• I'm starting to feel bad here ...

    Hey deroby, don't feel bad. I'm betting many readers would've made the same comment if you hadn't beat them to it! You're also right about the tendency for people to look no further once they've found something that works.

    Yes, this is a beginner-level article describing Outer Join as promised by its title. The introduction however, sets it up as a report request that needs a solution rather than as a tutorial on joins. Given the introduction, I think it's fair to expect that other solutions might be provided and possibly contrasted and I wouldn't classify the inclusion of NOT EXISTS as "optimization" that would have made it more confusing. I think NOT EXISTS is less confusing (regardless of performance) and I hope beginners are learning it early on.

    Also, as a beginner-level tutorial on Left Outer joins, I think the article would be improved if it pointed out that you can't have any other criteria referencing the table you're left joining to in the WHERE clause.
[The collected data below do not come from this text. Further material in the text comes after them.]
PR #1187, opened 2026-08-19
[FLINK-40443] Harden autoscaler metrics name parsing against complex regex

spuru9:

Simplify the Kafka/Pulsar partition metric name matching used by the autoscaler's `ScalingMetricCollector`, replacing the regex-based implementation with a plain string parser.

## Brief change log

  - Added `PartitionMetricNameParser` (`flink-autoscaler` `utils` package) implementing `parseKafkaPartitionKey`/`parsePulsarPartitionKey` as a string-based replacement for the previous regex-based matching.
  - Updated `ScalingMetricCollector.updateKafkaPulsarSourceNumPartitions` to use the new parser.
  - Minor cleanup: reuse the existing `JobTopology.isSource` helper instead of re-checking `getInputs().isEmpty()` inline.

## Verifying this change

  - Added `PartitionMetricNameParserTest`, covering the Kafka/Pulsar metric name shapes handled by the parser.
  - Existing `MetricsCollectionAndEvaluationTest#testKafkaPulsarNumPartitions` continues to pass unmodified, confirming behavior is preserved.

  - Core observer or reconciler logic that is regularly executed: yes (autoscaler metric collection path)

## Documentation

---

- [X] Yes (Claude Code)

Generated-by: Claude Code

### DIFF
--- a/flink-autoscaler/src/main/java/org/apache/flink/autoscaler/utils/PartitionMetricNameParser.java
+++ b/flink-autoscaler/src/main/java/org/apache/flink/autoscaler/utils/PartitionMetricNameParser.java
@@ -1,0 +1,105 @@
+/*
+ * Licensed to the Apache Software Foundation (ASF) under one or more
+ * contributor license agreements.  See the NOTICE file distributed with
+ * this work for additional information regarding copyright ownership.
+ * The ASF licenses this file to You under the Apache License, Version 2.0
+ * (the "License"); you may not use this file except in compliance with
+ * the License.  You may obtain a copy of the License at
+ *
+ *     http://www.apache.org/licenses/LICENSE-2.0
+ *
+ * Unless required by applicable law or agreed to in writing, software
+ * distributed under the License is distributed on an "AS IS" BASIS,
+ * WITHOUT WARRANTIES OR CONDITIONS OF ANY KIND, either express or implied.
+ * See the License for the specific language governing permissions and
+ * limitations under the License.
+ */
+
+package org.apache.flink.autoscaler.utils;
+
+/**
+ * Parses Kafka/Pulsar source-partition metric names to extract a stable per-partition key.
+ *
+ * <p>Uses plain string splitting/indexing rather than a regex, since metric names are fully
+ * job-controlled and this must stay linear-time regardless of input shape.
+ *
+ * <p>Parsing splits on the '.' delimiter and treats each name component as dot-free: Flink's metric
+ * query service replaces '.' within a component with '_' before joining, so a '.' in the
+ * identifiers returned by the REST metrics endpoint is always a real delimiter. Only correctness on
+ * legitimate input relies on this assumption; safety does not, since an unexpected shape merely
+ * yields null.
+ */
+public final class PartitionMetricNameParser {
+
+    private static final String KAFKA_CLUSTER = "kafkaCluster";
+    private static final String KAFKA_SOURCE_READER = "KafkaSourceReader";
+    private static final String TOPIC = "topic";
+    private static final String PARTITION = "partition";
+    private static final String CURRENT_OFFSET = "currentOffset";
+    private static final String PULSAR_CONSUMER = "PulsarConsumer";
+    private static final String NUM_MSGS_RECEIVED = "numMsgsReceived";
+    private static final String PULSAR_PARTITION_INFIX = "-partition-";
+
+    private PartitionMetricNameParser() {}
+
+    /**
+     * Returns {@code "<cluster>-<topic>-<id>"}, or {@code null} if this is not a Kafka
+     * currentOffset partition metric. The cluster segment is the literal "null" when absent; only
+     * distinct keys matter to callers.
+     */
+    public static String parseKafkaPartitionKey(String metricName) {
+        String[] parts = metricName.split("\\.", -1);
+        int n = parts.length;
+        // tail: KafkaSourceReader.topic.<topic>.partition.<id>.currentOffset
+        if (n < 6
+                || !parts[n - 6].equals(KAFKA_SOURCE_READER)
+                || !parts[n - 5].equals(TOPIC)
+                || !parts[n - 3].equals(PARTITION)
+                || !isAllDigits(parts[n - 2])
+                || !parts[n - 1].equals(CURRENT_OFFSET)) {
+            return null;
+        }
+        // optional ".kafkaCluster.<cluster>." precedes the tail; null when absent
+        String cluster = (n >= 8 && parts[n - 8].equals(KAFKA_CLUSTER)) ? parts[n - 7] : null;
+        return cluster + "-" + parts[n - 4] + "-" + parts[n - 2];
+    }
+
+    /**
+     * Returns {@code "<topic>-<id>"}, or {@code null} if this is not a Pulsar numMsgsReceived
+     * partition metric.
+     */
+    public static String parsePulsarPartitionKey(String metricName) {
+        String[] parts = metricName.split("\\.", -1);
+        int n = parts.length;
+        // tail: PulsarConsumer.<topic>-partition-<id>.<consumerHash>.numMsgsReceived
+        if (n < 3 || !parts[n - 1].equals(NUM_MSGS_RECEIVED)) {
+            return null;
+        }
+        for (int i = 0; i + 1 < n - 1; i++) {
+            if (!parts[i].equals(PULSAR_CONSUMER)) {
+                continue;
+            }
+            String segment = parts[i + 1]; // "<topic>-partition-<id>"
+            int idx = segment.lastIndexOf(PULSAR_PARTITION_INFIX);
+            if (idx <= 0) {
+                return null;
+            }
+            String id = segment.substring(idx + PULSAR_PARTITION_INFIX.length());
+            return isAllDigits(id) ? segment.substring(0, idx) + "-" + id : null;
+        }
+        return null;
+    }
+
+    private static boolean isAllDigits(String s) {
+        if (s.isEmpty()) {
+            return false; // matches \d+, which requires at least one digit
+        }
+        for (int i = 0; i < s.length(); i++) {
+            char c = s.charAt(i);
+            if (c < '0' || c > '9') { // ASCII only, matching regex \d
+                return false;
+            }
+        }
+        return true;
+    }
+}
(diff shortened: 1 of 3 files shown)


flink-autoscaler/src/test/java/org/apache/flink/autoscaler/utils/PartitionMetricNameParserTest.java
```diff
@@ -0,0 +1,145 @@
...
+import org.junit.jupiter.api.Test;
+
+import java.time.Duration;
+
+import static org.junit.jupiter.api.Assertions.assertEquals;
+import static org.junit.jupiter.api.Assertions.assertNull;
+import static org.junit.jupiter.api.Assertions.assertTimeoutPreemptively;
+
+/** Test for {@link PartitionMetricNameParser}. */
+public class PartitionMetricNameParserTest {
```
rmetzger, line 35: Can you remodel this test and include the old regex in here as well to make sure that the old regex and the new parser both produce exactly the same result?

flink-autoscaler/src/main/java/org/apache/flink/autoscaler/utils/PartitionMetricNameParser.java
```diff
@@ -0,0 +1,102 @@
...
+
+package org.apache.flink.autoscaler.utils;
+
+/**
+ * Parses Kafka/Pulsar source-partition metric names to extract a stable per-partition key.
+ *
+ * <p>Uses plain string splitting/indexing rather than a regex, since metric names are fully
+ * job-controlled and this must stay linear-time regardless of input shape.
+ */
+public final class PartitionMetricNameParser {
```
rmetzger, line 32: are there e2e tests testing this against a real kafka / pulsar instance? I'm worried that this new code is breaking something

spuru9:
```
Old regex:
^.*?  (\.kafkaCluster\.(?<kafkaCluster>.+))?  \.KafkaSourceReader \.topic \.(?<kafkaTopic>.+) \.partition \.(?<kafkaId>\d+) \.currentOffset$

After split("."), the tail is always these 6 segments (indices from the end), plus an optional 2-segment cluster prefix:

┌─────────────────────────────────────────────────┬──────────────────────────────────────────────────────────────┬────────────────────────────────────────────────────────┐
│                   regex token                   │                          new parser                          │                        meaning                         │
├─────────────────────────────────────────────────┼──────────────────────────────────────────────────────────────┼────────────────────────────────────────────────────────┤
│ ^.*?                                            │ (nothing — never inspected)                                  │ ignore everything before the tail (the operator scope) │
├─────────────────────────────────────────────────┼──────────────────────────────────────────────────────────────┼────────────────────────────────────────────────────────┤
│ \.KafkaSourceReader                             │ parts[n-6].equals(KAFKA_SOURCE_READER)                       │ literal marker                                         │
├─────────────────────────────────────────────────┼──────────────────────────────────────────────────────────────┼────────────────────────────────────────────────────────┤
│ \.topic                                         │ parts[n-5].equals(TOPIC)                                     │ literal marker                                         │
├─────────────────────────────────────────────────┼──────────────────────────────────────────────────────────────┼────────────────────────────────────────────────────────┤
│ (?<kafkaTopic>.+)                               │ parts[n-4]                                                   │ the topic (extracted, not validated)                   │
├─────────────────────────────────────────────────┼──────────────────────────────────────────────────────────────┼────────────────────────────────────────────────────────┤
│ \.partition                                     │ parts[n-3].equals(PARTITION)                                 │ literal marker                                         │
├─────────────────────────────────────────────────┼──────────────────────────────────────────────────────────────┼────────────────────────────────────────────────────────┤
│ (?<kafkaId>\d+)                                 │ isAllDigits(parts[n-2])                                      │ partition id = digits                                  │
├─────────────────────────────────────────────────┼──────────────────────────────────────────────────────────────┼────────────────────────────────────────────────────────┤
│ \.currentOffset$                                │ parts[n-1].equals(CURRENT_OFFSET)                            │ $ → must be the last segment                           │
├─────────────────────────────────────────────────┼──────────────────────────────────────────────────────────────┼────────────────────────────────────────────────────────┤
│ (\.kafkaCluster\.(?<kafkaCluster>.+))?          │ n>=8 && parts[n-8].equals(KAFKA_CLUSTER) ? parts[n-7] : null │ the optional ? group, 2 segments ahead of the tail     │
├─────────────────────────────────────────────────┼──────────────────────────────────────────────────────────────┼────────────────────────────────────────────────────────┤
│ kafkaCluster + "-" + kafkaTopic + "-" + kafkaId │ cluster + "-" + parts[n-4] + "-" + parts[n-2]                │ same key (cluster renders as "null" when absent)       │
└─────────────────────────────────────────────────┴──────────────────────────────────────────────────────────────┴────────────────────────────────────────────────────────┘

Pulsar

Old regex:
^.*  \.PulsarConsumer  \.(?<pulsarTopic>.+)-partition-(?<pulsarId>\d+)  \. .*  \.numMsgsReceived$

┌───────────────────────────────────────────────┬──────────────────────────────────────────────────────┬───────────────────────────────────────────────────────────────────────────────────────────────────┐
│                  regex token                  │                      new parser                      │                                              meaning                                              │
├───────────────────────────────────────────────┼──────────────────────────────────────────────────────┼───────────────────────────────────────────────────────────────────────────────────────────────────┤
│ ^.*\.PulsarConsumer                           │ the for loop scanning for                            │ find the marker segment; anything before it is the ignored prefix                                 │
│                                               │ parts[i].equals(PULSAR_CONSUMER)                     │                                                                                                   │
├───────────────────────────────────────────────┼──────────────────────────────────────────────────────┼───────────────────────────────────────────────────────────────────────────────────────────────────┤
│ (?<pulsarTopic>.+)-partition-(?<pulsarId>\d+) │ segment = parts[i+1], then                           │ topic-partition lives in one segment; lastIndexOf mirrors greedy .+ (prefers the last             │
│                                               │ lastIndexOf("-partition-") splits it                 │ -partition-)                                                                                      │
├───────────────────────────────────────────────┼────────────────────────────────────────────────────────────────────────────────────────────────────────────────────────────────┤
│ (?<pulsarId>\d+)                              │ isAllDigits(id) where id = segment.substring(idx+11) │ id after -partition- must be digits                                                               │
├───────────────────────────────────────────────┼────────────────────────────────────────────────────────────────────────────────────────────────────────────────────────────────┤
│ \..*\.numMsgsReceived$                        │ parts[n-1].equals(NUM_MSGS_RECEIVED) + loop bound    │ the $ anchor (last segment) + require room for a segment before it; the .* (consumer-hash) in     │
│                                               │ i+1 < n-1                               not checked, so any middle segments are accepted                                       │
├───────────────────────────────────────────────┼──────────────────────────────────────────────────────┼───────────────────────────────────────────────────────────────────────────────────────────────────┤
│ pulsarTopic + "-" + pulsarId                  │ segment.substring(0, idx) + "-" + id    rops the -partition- infix)                                                            │
└───────────────────────────────────────────────┴──────────────────────────────────────────────────────┴───────────────────────────────────────────────────────────────────────────────────────────────────┘
```

flink-autoscaler/src/test/java/org/apache/flink/autoscaler/utils/PartitionMetricNameParserTest.java
spuru9: Done.

flink-autoscaler/src/main/java/org/apache/flink/autoscaler/utils/PartitionMetricNameParser.java
spuru9: No. Currently we dont have such test in CI.

rmetzger: Did you manually verify the parser against a real kafka / pulsar?

rmetzger (approved):
Change looks good to me, but I would prefer a review from somebody more familiar with the codebase as well.

flink-autoscaler/src/main/java/org/apache/flink/autoscaler/utils/PartitionMetricNameParser.java
spuru9: Yes — verified manually against real brokers, broadened well past the earlier topic-only check. Fresh minikube, operator built from this PR (`DEBUG` on `ScalingMetricCollector`), real Apache Kafka 3.9.1 (KRaft) + Pulsar 3.3.1 (standalone), OSS connectors kafka:3.3.0-1.20 / pulsar:4.2.0-1.20 on Flink 1.20. Per case I cross-checked broker ground truth → REST `/metrics` names → the operator's derived `numSourcePartitions`.

| # | Dimension | Setup | Expected | Detected |
|---|---|---|---|---|
| 1 | Multi-topic + higher scale + edge names | Kafka `events`(6) + `big24`(24) + `orders.eu.v1`(3, dotted) + `my-topic`(2, hyphen), parallelism 1 | 35 | 35 ✅ |
| 2 | Source parallelism > 1 | Kafka `par12`(12) at parallelism 4 (partitions spread across 4 subtasks) | 12 | 12 ✅ |
| 3 | Multiple source vertices in one job | one job with a Kafka source (`kmix`=5) **and** a Pulsar source (`pmix`=3) | 5 / 3 | Kafka vtx 5, Pulsar vtx 3 ✅ |
| — | Negative (non-partition source) | `StateMachineExample` | none | `numSourcePartitions=0`, no false positive ✅ |

Edge cases confirmed end-to-end:
- **Dot sanitization:** `orders.eu.v1` arrives as `…topic.orders_eu_v1.partition.N.currentOffset` (`.` in a component becomes `_` before joining), so the split-on-`.` parser gets a clean segment.
- **Hyphen vs `-partition-`:** `my-topic` / `orders-v2-partition-N` key off the right marker.
- **Parallelism > 1:** correct when aggregating `currentOffset` across subtasks.
- **Multiple sources:** each source vertex counted independently.

**Upfront caveat:** with `scaling.enabled=true` the parser computes `numSourcePartitions=4` every cycle, but I couldn't force a live scale-up on this single-node setup to show that count *binding* as the source's max-parallelism cap. That cap-application is pre-existing autoscaler logic anyway — this PR only computes the count.

spuru9: As discussed offline, created https://issues.apache.org/jira/browse/FLINK-40445 for adding the tests to CI

rmetzger: ok, nice, thank you

gyfora (approved):

rmetzger:
@spuru9 can you push an empty commit or something to get us a green ci?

For example, say you wanted a list of employees who have not completed required company courses in 2013. At first glance you might be tempted to add criteria to the WHERE clause (instead of the join where it belongs):

    WHERECourseCompleted.CourseId IS NULL

    AND CourseCompleted.DateComplete >= '1/1/2013' --Failed attempt to list all courses missed this year

    and then be surprised when an empty set is returned.

    This common mistake got me when I was learning and I think it is yet another good reason for teaching NOT EXISTS. With NOT EXISTS, it's more intuitive to put the additional criteria in the correct place, the sub-query's WHERE clause:

    WHERE NOT EXISTS

    (

    SELECT 1

    FROM CourseCompleted

    WHERE CourseCompleted.EmployeeId = Employee.EmployeeId

    AND CourseCompleted.CourseId = Course.CourseId

    AND CourseCompleted.DateComplete >= '1/1/2013' --List all courses missed this year

    )

    I know I'm being an armchair quarterback, but I don't mean to pick on the author. I appreciate how hard it must be to decide how much detail to put in an article like this. Hopefully my comments will help someone avoid pitfalls that got me.